Para o Governo deste país lusófono, apesar de forças do mercado deverem determinar o futuro, "o Governo tem um papel a cumprir nos estímulos ao mercado e na criação de um ambiente empresarial para estas companhias continuarem robustas, continuarem a investir a e a criar oportunidades para os cidadãos".

As companhias internacionais terão de continuar a cumprir com as leis de contudo local e "têm também de contnuar a trabalhar com a indústria local de serviços na adaptação à nova dinâmica do mercado", lê-se ainda no comunicado, que dá conta também de um conjunto de medidas de âmbito de saúde.

"O laboratório do Projeto de Eliminação da Malária na Ilha de Bioco vai ser melhorado com a compra de 1,2 milhões de kits de laboratório para deteção do novo coronavírus para que o Ministério da Saúde possa lidar de forma eficaz com quaisquer eventuais futuros casos e estar preparado para qualquer cenário", lê-se ainda no comunicado.
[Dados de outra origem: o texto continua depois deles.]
PR #143, opened 2024-10-30
CASSANDRASC-155: Fix dangling restore jobs

yifan-c:
Patch by Yifan Cai; Reviewed by TBD for CASSANDRASC-155

### DIFF
--- a/server/src/main/java/org/apache/cassandra/sidecar/db/RestoreRange.java
+++ b/server/src/main/java/org/apache/cassandra/sidecar/db/RestoreRange.java
@@ -281,7 +281,7 @@ public class RestoreRange
 
         if (tracker.restoreJob().hasExpired(System.currentTimeMillis()))
         {
-            return RestoreRangeTask.failed(RestoreJobExceptions.ofFatal("Restore job has expired at " + tracker.restoreJob().expireAt,
+            return RestoreRangeTask.failed(RestoreJobExceptions.ofFatal("Restore job has expired at " + tracker.restoreJob().expireAt.toInstant(),
                                                                         this, null), this);
         }
 
--- a/server/src/main/java/org/apache/cassandra/sidecar/db/RestoreRange.java
+++ b/server/src/main/java/org/apache/cassandra/sidecar/db/RestoreRange.java
@@ -281,7 +281,7 @@ public class RestoreRange
 
         if (tracker.restoreJob().hasExpired(System.currentTimeMillis()))
         {
-            return RestoreRangeTask.failed(RestoreJobExceptions.ofFatal("Restore job has expired at " + tracker.restoreJob().expireAt.toInstant(),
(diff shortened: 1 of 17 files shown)


server/src/test/java/org/apache/cassandra/sidecar/restore/RestoreJobDiscovererTest.java
```diff
@@ -290,6 +291,33 @@ void testCleanupJobIdsByDay()
...
+    void testAdjustRecencyDays()
+    {
+        when(sidecarSchema.isInitialized()).thenReturn(true);
+        assertThat(loop.jobDiscoveryRecencyDays()).isEqualTo(10);
+        loop.registerPeriodicTaskExecutor(executor);
+
+        executeBlocking();
+
+        assertThat(loop.jobDiscoveryRecencyDays())
+        .describedAs("Recency days is adjusted to 1 since there is no jobs running")
```
frankgh:
```suggestion
        .describedAs("Recency days is adjusted to 1 since there are no jobs running")
```

server/src/main/java/org/apache/cassandra/sidecar/db/RestoreRange.java
```diff
@@ -463,11 +469,11 @@ public long estimatedSpaceRequiredInBytes()
 
     public String shortDescription()
     {
-        return "StartToken: " + startToken + ", EndToken: " + endToken +
-               ", SliceId: " + sliceId +
-               ", Key: " + sliceKey() +
-               ", Bucket: " + sliceBucket() +
-               ", Checksum: " + sliceChecksum();
+        return "RestoreRange{" +
```
frankgh, line 472: should we preserve the checksum?

server/src/main/java/org/apache/cassandra/sidecar/restore/RestoreProcessor.java
```diff
@@ -170,9 +169,6 @@ public void execute(Promise<Void> promise)
                 break;
             }
 
-            Preconditions.checkState(range.canProduceTask(),
```
frankgh, line 173: do we not need this check anymore?

frankgh (commented):
Looks good, I have some minor comments

server/src/main/java/org/apache/cassandra/sidecar/db/RestoreRange.java
yifan-c: I removed checksum as it is not helpful and verbose. The startToken and endToken are removed for the same reason. The tokens are part of the sliceKey already.

server/src/main/java/org/apache/cassandra/sidecar/restore/RestoreProcessor.java
yifan-c: It is checked in `org.apache.cassandra.sidecar.db.RestoreRange#toAsyncTask` already. The check here is redundant and disruptive.

frankgh (approved):
+1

O novo coronavírus, responsável pela pandemia da covid-19, já infetou mais de 324 mil pessoas em todo o mundo, das quais mais de 14.300 morreram.

Depois de surgir na China, em dezembro, o surto espalhou-se por todo o mundo, o que levou a Organização Mundial da Saúde (OMS) a declarar uma situação de pandemia.

O continente europeu é aquele onde está a surgir atualmente o maior número de casos, com a Itália a ser o país do mundo com maior número de vítimas mortais, com 5.476 mortos em 59.138 casos. Segundo as autoridades italianas, 7.024 dos infetados já estão curados.

A China, sem contar com os territórios de Hong Kong e Macau, onde a epidemia surgiu no final de dezembro, conta com um total de 81.054 casos, tendo sido registados 3.261 mortes.

Os países mais afetados a seguir à Itália e à China são a Espanha, com 1.720 mortos em 28.572 infeções, o Irão, com 1.685 mortes num total de 22.638 casos, a França, com 674 mortes (16.018 casos), e os Estados Unidos, com 390 mortes (31.057 casos).

Vários países adotaram medidas excecionais, incluindo o regime de quarentena e o encerramento de fronteiras.

De acordo com o portal Worldometer, que compila quase em tempo real a informação da Organização Mundial de Saúde (OMS), dos Centros de Controlo e Prevenção de Doenças de fontes oficiais dos países, de publicações científicas e de órgãos de informação, há registos de mortes pela covid-19 em 12 países africanos: Egito, Argélia, Marrocos, Tunísia, Burkina Faso, Gabão, Sudão, Maurícias, Gana e República Democrática do Congo (RDCongo), além da Nigéria e Gâmbia, que anunciaram hoje as primeiras mortes.